Well my weekend away was disastrous in many ways, but the most significant one was spending the whole of today in the Acute Medical Ward of the hospital after having what is believed to be two fits last night. (Meanwhile my poor old Mum was coping dd recovering from a vomiting bug and ds2 coming down with dd's bug really badly and even throwing up in his sleep over and over - so she had to sit up all night with the poor mite. Sad)

As for the weekend away, I didn't even make it to the meal. 6.30 pm, ordered my meal, felt a bit odd, realised it was neurological and dh took me back to our room - which was in the building next door. Went to bed and after a while felt well enough to think I was just going to sleep and would probably feel better later and perhaps join the guys for a drink before the end of the night. So sent dh back to join our friends.

Woke up an hour later felt odd and disorientated. Went to the bathroom, sat on the loo, felt odd and then woke up under the toilet, head and feet the wrong way to have just fallen off/fainted. When I came round I was aware of a sort of growling noise, and then a pain in my head. I realised when I came out of it that the pain was my head repeatedly bashing the underside of the wall hung toilet bowl.

Lay there for a few minutes until I felt I could move, got up wobbly and sat on the loo, then wham - woke up under the sink on the other side of the room - it was a really big bathroom, so again too far away to have just fallen.

There was no warning, although I did feel really strange. No dizziness and I didn't feel link I was fainting - which has happened to me a lot over the years and I would recognise that "uh-oh, here I go, slidey feeling". It was literally just, one minute I was sitting on the loo, the next I was under it with a head covered in lumps - the worst one being my left eye socket. Fortunately it didn't develop into a full on black-eye, just a shadowy bruise that can be mistaken for a shadow - can't imagine having to walk into school tomorrow with a black-eye. Shock

I also ache all over today and seem to have wrenched my shoulder - although I can't imagine how.
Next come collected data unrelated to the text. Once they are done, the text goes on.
PR #3971, opened 2022-10-07
Close log build date, git branch and commit hash, #3970

### LINKED ISSUE #3970: Log build date, git branch and commit hash
**What you want IINA to do:**
During startup emit a log message giving information about the build including the date, git branch and commit hash.

**What IINA does currently:**
From an IINA log file it is not obvious the executable is from a development build.

For developers that take development builds to other machines for testing it is desirable to have a way to distinguish between development builds.

I will be posting a PR containing the changes needed to emit such a log message.

I looked, but did not find a standard convention for addressing this.

If you build FFmpeg this is what you get for a version number:
```text
ffmpeg version N-107541-g81ebf40efa Copyright (c) 2000-2022 the FFmpeg developers
  built with Apple clang version 13.1.6 (clang-1316.0.21.2.5)
```

The `100221` is the branch's commit count, the `81ebf40efa` is a shortened commit hash.

Some Apple developers change the version number to be an ISO formatted build date with all characters stripped out. I thought it was better to avoid using the application version given Apple's restrictions on what the version can contain.

low-batt:
This commit will:
- Add custom keys to Info.plist to contain build information
- Enable preprocessing of the Info.plist file in the Xcode build
- Enable use of an Info.plist header file in the Xcode build
- Add a shell script write_info_plist_header.sh that generates the Info.plist header file
- Add a new Xcode build phase to execute the script
- Add a new logBuildDetails method to AppDelegate

With these changes IINA will log a message during startup containing the build date, git branch and commit hash.

- [x] It implements / fixes issue #3970.

---

**Description:**


iina.xcodeproj/project.pbxproj
```diff
@@ -2744,6 +2745,27 @@
...
+			name = "Write Info.h";
+			outputFileListPaths = (
+			);
+			outputPaths = (
+				"$(INFOPLIST_PREFIX_HEADER)",
+				"$(INFOPLIST_FILE)",
+			);
+			runOnlyForDeploymentPostprocessing = 0;
+			shellPath = /bin/sh;
+			shellScript = "iina/write_info_plist_header.sh\n";
```
uiryuu, line 2767: Is this \n intended?

iina/Info.plist
```diff
@@ -611,7 +617,7 @@ Released under GPLv3.</string>
 				<string>public.audio</string>
 			</array>
 			<key>UTTypeDescription</key>
-			<string>Monkey's Audio Lossless Audio</string>
+			<string>Monkey&apos;s Audio Lossless Audio</string>
```
uiryuu: Also please revert this. I've seen Xcode automatically jumped between ' and &apos; multiple times...

uiryuu (approved):

iina.xcodeproj/project.pbxproj
low-batt: Xcode demands it. I was unable to remove it within Xcode editing the build phase. So with Xcode shutdown I removed it using Emacs. Confirmed with git diff. Brought up Xcode. Confirmed build still worked. Checked git status. No change. Xcode put the newline back in.

iina/Info.plist
low-batt: Reverted.

iina.xcodeproj/project.pbxproj
uiryuu: Then it should be ok as long as it works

Confused

So there I was, locked into our suite on my own feeling very scared and shaky, with dh at a gig in a separate building. Managed to crawl back to the bedroom and grab my phone and by a miracle got pretty much the only decent mobile signal I had all day to send a text that read He L p. Blush

Dh is now back in my good books after coming thundering through the pouring shropshire rain and up three flights of stairs to rescue me. He had been drinking so couldn't drive (not that we knew where the hospital was) and all I wanted to do was sleep and wouldn't let him call an ambulance, so he insisted on checking my pupil reflexes for concussion, before sitting with me until I fell asleep.

Sooo, my question is can you be aware you are having or rather coming out of a fit, or would you be completely oblivious to it? I have always thought you have absolutely no idea what's going on and because I was on my own, no-one else saw what happened.
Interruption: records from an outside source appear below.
PR #3973, opened 2022-10-07
Fix white window after entering PIP when pausing

uiryuu:
We need to redraw a frame after entering PIP when pausing, and previously we perform such redraw in the next `layout`. However, it now takes two `layout`s before finishing entering PIP. This was tested on macOS 13 beta and macOS 12.6.

Changing the pending flag into a counter and redrawing twice solve the problem.

### DIFF
--- a/iina/VideoView.swift
+++ b/iina/VideoView.swift
@@ -37,7 +37,7 @@ class VideoView: NSView {
   // cached indicator to prevent unnecessary updates of DisplayLink
   var currentDisplay: UInt32?
 
-  var pendingRedrawAfterEnteringPIP = false;
+  var pendingRedrawAfterEnteringPIPCount = 0;
 
   lazy var hdrSubsystem = Logger.Subsystem(rawValue: "hdr")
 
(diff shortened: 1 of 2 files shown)


low-batt:
I pulled the PR and tested. I don't usually use PIP, so I'm unfamiliar with this feature.

The bad behavior I encountered was that with playback paused exiting PIP would sometimes leave me with a fully black window.

This is running on my MacBookPro18,2 under macOS 12.6 and built with Xcode 14.0.

uiryuu:
> The bad behavior I encountered was that with playback paused exiting PIP would sometimes leave me with a fully black window.

Did you test on dev branch? This pr doesn't change behavior when exit, so the behavior should be the same.

> This is running on my MacBookPro18,2 under macOS 12.6 and built with Xcode 14.0.

I tested on macOS 13 beta and 12.6 virtual machine, didn't reproduce.

low-batt:
I did this to test the PR:
```bash
git fetch origin pull/3973/head:pr3973
git checkout pr3973
```

In `MainWindowController` I see this:
```Swift
      videoView.pendingRedrawAfterEnteringPIPCount = 2
```

I think I have the PR sources.

I tried reproducing the black screen on develop and it didn't reproduce for me.

It doesn't do it every time. I pause the video and then go in and out of PIP until I'm left with a black screen. For the following screen recording it happened on the first try:

https://0x0.st/oy5J.mov

iina/VideoView.swift
```diff
@@ -37,7 +37,7 @@ class VideoView: NSView {
   // cached indicator to prevent unnecessary updates of DisplayLink
   var currentDisplay: UInt32?
 
-  var pendingRedrawAfterEnteringPIP = false;
```
lhc70000, line 40: Could be just `pendingRedrawsAfterEnteringPIP`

The doctor I eventually saw at the hospital felt it was suspicious enough for them to want to keep me in and run some tests tomorrow, but I refused as ds1 was already in a state, having expected us back at 4 pm and Mum wanted him to sleep over there, which would have screwed the whole week up for him due to the routine change.
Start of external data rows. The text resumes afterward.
PR #3980, opened 2022-10-12
Fix toggle menus to adhere to HIG, #3116

low-batt:
This commit will change these toggle menus to use "Hide" in their title instead of "Show" when selecting the menu item hides the panel:
- Show Chapters Panel
- Show Playlist Panel
- Show Quick Settings Panel

This commit adds text that will require localization.

This fix only corrects one part of the reported issue. The behavior of buttons still needs to be updated to adhere to the HIG.

- [x] It implements / fixes issue #3116.

---

**Description:**
This PR replaces the original PR, removing localization files.

### DIFF
--- a/iina/Base.lproj/Localizable.strings
+++ b/iina/Base.lproj/Localizable.strings
@@ -122,8 +122,12 @@
 "menu.hide_chapters" = "Hide Chapters Panel";
 "menu.playlist" = "Show Playlist Panel";
 "menu.hide_playlist" = "Hide Playlist Panel";
-"menu.quicksettings" = "Show Quick Settings Panel";
-"menu.hide_quicksettings" = "Hide Quick Settings Panel";
+"menu.video" = "Show Video Panel";
+"menu.hide_video" = "Hide Video Panel";
+"menu.audio" = "Show Audio Panel";
+"menu.hide_audio" = "Hide Audio Panel";
+"menu.subtitles" = "Show Subtitles Panel";
+"menu.hide_subtitles" = "Hide Subtitles Panel";
 
 "menu.seek_forward" = "Step Forward %.0fs";
 "menu.seek_backward" = "Step Backward %.0fs";
--- a/iina/Base.lproj/Localizable.strings
+++ b/iina/Base.lproj/Localizable.strings
@@ -118,6 +118,12 @@
 "menu.pause" = "Pause";
 "menu.resume" = "Resume";
 "menu.speed" = "Speed: %.2fx";
+"menu.chapters" = "Show Chapters Panel";
+"menu.hide_chapters" = "Hide Chapters Panel";
+"menu.playlist" = "Show Playlist Panel";
+"menu.hide_playlist" = "Hide Playlist Panel";
+"menu.quicksettings" = "Show Quick Settings Panel";
+"menu.hide_quicksettings" = "Hide Quick Settings Panel";
 
 "menu.seek_forward" = "Step Forward %.0fs";
 "menu.seek_backward" = "Step Backward %.0fs";
--- a/iina/AppData.swift
+++ b/iina/AppData.swift
@@ -89,8 +89,12 @@ struct Constants {
     static let hideChaptersPanel = NSLocalizedString("menu.hide_chapters", comment: "Hide Chapters Panel")
     static let playlistPanel = NSLocalizedString("menu.playlist", comment: "Show Playlist Panel")
     static let hidePlaylistPanel = NSLocalizedString("menu.hide_playlist", comment: "Hide Playlist Panel")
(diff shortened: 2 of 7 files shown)


iina/Base.lproj/Localizable.strings
```diff
@@ -118,6 +118,12 @@
 "menu.pause" = "Pause";
 "menu.resume" = "Resume";
 "menu.speed" = "Speed: %.2fx";
+"menu.chapters" = "Show Chapters Panel";
```
uiryuu, line 121: Please also add new strings into `en.lproj/Localizable.strings`, otherwise Crowdin won't pick them up.

uiryuu (changes requested):
The inconsistency annoys me. Currently there are `Show Playlist Panel` and `Show Chapter Panel` in the playback menu, but in it is `Show Quick Settings Panel` in Video, Audio, and Subtitle menu.

We should rename them into `Show Video/Audio/Subtitle Panel` and `Hide Quick Settings Panel` correspondingly.

low-batt:
The inconsistency in menu item names is due to the inconsistency in the menu structure. Using Video, Audio and Subtitles in the item names seems like duplicate text. Menu items according to the HIG are supposed to use "a condensed style". Of course you can argue that we are already violating that with items such as "Audio filters...". I can go ahead and make this change and we can see how it looks.

At the moment I am distracted by the fact that this fix is not working. MainWindowController has changed. The sideBarStatus used to indicate which panel was set, .settings or .playlist. That is no longer working. It is set to .settings when the playlist/chapter panel is being displayed. So the menus are malfunctioning.

Was hoping to post an additional commit that as requested adds the english translations. But I need to investigate why the sideBarStatus seems to be incorrect. A quick fix did not work. Need to dig into what happened in the MainWindowController code.

Tomorrow busy. Might be able to post an update Saturday.

uiryuu:
> Using Video, Audio and Subtitles in the item names seems like duplicate text. 

Sorry I didn't make it clear. I meant we should rename them into
- `Show Audio Panel`
- `Show Video Panel`
- `Show Subtitle Panel`
in the corresponding menu

uiryuu:
> The sideBarStatus used to indicate which panel was set, .settings or .playlist. That is no longer working.

@low-batt This is caused by 60b944f when copy-pasting the reused code. I've pushed the fix, please pull and try.

low-batt:
I picked up the commit and confirmed that fixes the problem.
I need to rename the menu items. Tied up today. I should be able to get that done tomorrow.

low-batt:
I've renamed the menu items. This does create a slight inconsistency with the buttons used in the OSC:

issue-3116

Should `Quick Settings` be renamed to  `Video, audio and subtitles`?

saagarjha:
What’s the inconsistency?

low-batt:
I remembered this morning that I forgot to update MainMenu.xib. Even though the text in the xib is not used it should be updated to not confuse developers. So that needs to be changed before this PR is ready to be merged.

On the question about the button inconsistency...

Currently the menu items are:
- Show Quick Settings Panel
- Show Chapters Panel
- Show Playlist Panel

And the OSC buttons are:
- Quick Settings
- Playlist and chapters

So it is clear that the `Quick Settings` button corresponds to `Show Quick Settings Panel`.

By renaming the menu items to make them more consistent:
- Show Video Panel
- Show Audio Panel
- Show Subtitles Panel
- Show Chapters Panel
- Show Playlist Panel

We have eliminated the term "Quick Settings" and broken the correspondence with the OSC button.

If we want to proceed with the change to the menu items then I think the buttons should be renamed as well:
- Video, audio and subtitles
- Playlist and chapters

Should I go ahead and change the button name as well?

uiryuu:
> Should Quick Settings be renamed to Video, audio and subtitles?

No, "Quick Settings" means the video panel + audio panel + subtitle panel.

uiryuu (approved):

low-batt:
How does the user know what "Quick Settings" means now that we removed that text from the menus? The panel itself has no such label. That was my worry.

Should I also update the menu item text in MainMenu.xib? It gets overwritten, but if I leave it set to "Show Quick Settings Panel" it could confuse a developer.

uiryuu:
> How does the user know what "Quick Settings" means now that we removed that text from the menus? The panel itself has no such label. That was my worry.

I think this is a valid concern, but since we have used "Quick Settings" for years in IINA, removing that will also surprise some of the users. I think we can discuss this in another issue, let's get this merged first!

> Should I also update the menu item text in MainMenu.xib? It gets overwritten, but if I leave it set to "Show Quick Settings Panel" it could confuse a developer.

Yes please do that. That should change the corresponding text in `Base.lproj`.

uiryuu (approved):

Most of the standard neuro proddy pokey tests they did today were normal, but I had a positive Babinski's reflex in my left foot (the one with Complex Regional Pain) and I have felt like I have a really bad hangover all day - which is rather unfair considering I didn't get a chance to drink. Hmm In the end they agreed to discharge with an urgent referral for outpatient EEG and yet another MRI, plus a letter informing my neurologist.

I really want to believe I just fainted, but know it didn't feel like that and I to be honest I get upset and frightened just thinking about how it felt at the time. My friends want to rebook in January for a 40th birthday, but I can't bear the thought of going back there. Sad

OP posts:
BeeMom · 10/03/2013 16:15

By the way, if anyone wants to add me on Facebook - if for no other reason than to have someone who "gets it" as an ear, message me, and I'll give you my name...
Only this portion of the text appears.